§ **YOUR INSTRUCTIONS**:
Gather all lines in the entries that include the word "could".

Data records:

=== Section Start ===

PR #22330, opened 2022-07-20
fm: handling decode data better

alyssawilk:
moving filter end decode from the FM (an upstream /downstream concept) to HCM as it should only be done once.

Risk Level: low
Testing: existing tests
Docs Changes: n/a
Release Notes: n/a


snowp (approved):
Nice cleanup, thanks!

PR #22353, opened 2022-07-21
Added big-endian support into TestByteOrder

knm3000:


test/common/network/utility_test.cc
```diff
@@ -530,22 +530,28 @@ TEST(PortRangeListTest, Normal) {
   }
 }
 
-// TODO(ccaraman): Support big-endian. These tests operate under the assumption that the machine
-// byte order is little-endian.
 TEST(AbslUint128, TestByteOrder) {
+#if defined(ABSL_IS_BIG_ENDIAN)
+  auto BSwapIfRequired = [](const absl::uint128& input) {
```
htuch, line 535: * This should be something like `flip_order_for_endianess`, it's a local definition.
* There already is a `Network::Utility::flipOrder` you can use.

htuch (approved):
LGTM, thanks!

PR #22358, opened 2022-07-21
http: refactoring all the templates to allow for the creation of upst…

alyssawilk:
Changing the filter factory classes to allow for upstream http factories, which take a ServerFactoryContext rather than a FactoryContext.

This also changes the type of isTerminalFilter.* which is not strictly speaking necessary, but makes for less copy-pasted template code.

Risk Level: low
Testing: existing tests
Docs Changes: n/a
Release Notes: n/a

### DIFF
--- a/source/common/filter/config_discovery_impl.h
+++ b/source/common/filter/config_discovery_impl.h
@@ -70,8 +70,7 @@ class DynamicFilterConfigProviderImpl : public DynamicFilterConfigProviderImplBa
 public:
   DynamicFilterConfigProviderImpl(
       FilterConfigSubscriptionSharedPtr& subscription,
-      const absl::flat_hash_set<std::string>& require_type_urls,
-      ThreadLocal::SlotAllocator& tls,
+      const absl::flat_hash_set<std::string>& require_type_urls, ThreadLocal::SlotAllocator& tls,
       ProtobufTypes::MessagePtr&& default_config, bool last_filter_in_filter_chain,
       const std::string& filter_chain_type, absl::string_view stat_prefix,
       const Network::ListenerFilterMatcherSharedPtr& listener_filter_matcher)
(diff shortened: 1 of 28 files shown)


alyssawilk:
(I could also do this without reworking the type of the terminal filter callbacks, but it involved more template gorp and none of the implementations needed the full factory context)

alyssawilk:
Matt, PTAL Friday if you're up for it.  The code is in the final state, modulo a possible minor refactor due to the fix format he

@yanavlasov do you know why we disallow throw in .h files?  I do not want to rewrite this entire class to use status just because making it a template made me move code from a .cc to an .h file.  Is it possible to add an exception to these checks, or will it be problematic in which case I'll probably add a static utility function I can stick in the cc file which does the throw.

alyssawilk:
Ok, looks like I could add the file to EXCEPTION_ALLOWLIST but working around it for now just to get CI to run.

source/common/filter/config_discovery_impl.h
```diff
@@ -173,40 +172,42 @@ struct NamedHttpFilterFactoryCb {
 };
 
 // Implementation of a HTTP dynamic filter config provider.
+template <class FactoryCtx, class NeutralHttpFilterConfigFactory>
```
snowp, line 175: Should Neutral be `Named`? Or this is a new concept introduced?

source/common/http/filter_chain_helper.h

=== Section End ===
=== Section Start ===

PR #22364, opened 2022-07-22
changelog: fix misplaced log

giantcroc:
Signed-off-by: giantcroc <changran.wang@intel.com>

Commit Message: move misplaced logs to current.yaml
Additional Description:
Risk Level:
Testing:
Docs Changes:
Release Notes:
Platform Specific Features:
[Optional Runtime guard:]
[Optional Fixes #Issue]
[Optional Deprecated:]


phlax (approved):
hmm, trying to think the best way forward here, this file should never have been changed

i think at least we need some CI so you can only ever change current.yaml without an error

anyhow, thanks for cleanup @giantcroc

=== Section End ===

§ **EXERCISE RESPONSE**:
(I could also do this without reworking the type of the terminal filter callbacks, but it involved more template gorp and none of the implementations needed the full factory context)
Ok, looks like I could add the file to EXCEPTION_ALLOWLIST but working around it for now just to get CI to run.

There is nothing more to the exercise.